The function that you setup for the callback will be passed the raw SQL query. You will need to ensure the query profiler is being enabled within your DAL and will need to setup the callback function to locate the query profile data for the correct query that’s passed to it. Below is an example of what a method like this may look like.

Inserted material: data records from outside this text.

PR #1120, opened 2026-09-06
feat: Custom headers for servers behind an authenticating proxy

Wasabules:
## Pull Request Description

Adds per-server custom HTTP headers to the Jellyfin connection, mirroring what Seerr already supports in Fladder. The use case is a Jellyfin instance behind Cloudflare Access / Zero Trust, which rejects every request that does not carry `CF-Access-Client-Id` and `CF-Access-Client-Secret`, but any header authenticated reverse proxy works the same way.

**Where they are set**

- Login screen → the **Advanced** button. It moved next to the server field: a server behind Cloudflare Access cannot be reached at all until its headers are set, and the button used to only appear *after* a successful connection. The dialog keeps the Seerr URL field it already had.
- Settings → Profile → Advanced → **Custom headers**, for an account that is already logged in.

The editor offers a **Cloudflare Access** preset with a Client ID and a Client secret field carrying the right header names, so nobody has to type `CF-Access-Client-Id` by hand, and a **Custom** preset for free-form entry. A server that already has Cloudflare headers configured opens on that preset.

    public static function profileQuery($sql) {
      if (!isset(self::$profiles)) {
        $res = mysql_query('show profiles');
        while ($row = mysql_fetch_assoc())
          self::$profiles[] = $row;
      }

      foreach (self::$profiles as $i => $profile) {
        if ($profile['Query'] == $sql) {
          $data = array();
          $res = mysql_query('show profile for query ' . $profile['Query_ID']);
          while ($row = mysql_fetch_assoc())
            $data[] = $row;

          unset(self::$profiles[$i]);
          return $data;
        }
      }
      return array();
    }

The most important thing that the callback must do is return an array of arrays containing the following structure:


Array(
  0 => Array(
    'Status' => '(initialization)',
    'Duration' => 0.000001
  ),
  1 => Array(
    'Status' => 'checking query cache for query',
    'Duration' => 0.000006
  ),
)

This would allow accessing the data in there as follows:

echo $data[0]['Status']; // Would return '(initialization)'
  • Currently none of the additional profile type data is used. Returning it will not cause errors, but it will not be displayed if it is returned.
  • As long as the callback used returns it’s data in the aforementioned structure the data will be displayed appropriately. You are not limited to returning the data exactly as MySQL does, nor are you limited to only MySQL. You could easily setup this callback to collect the appropriate data you wish to see for any database, regardless of the engine used, so long as it returns the data in the correct format.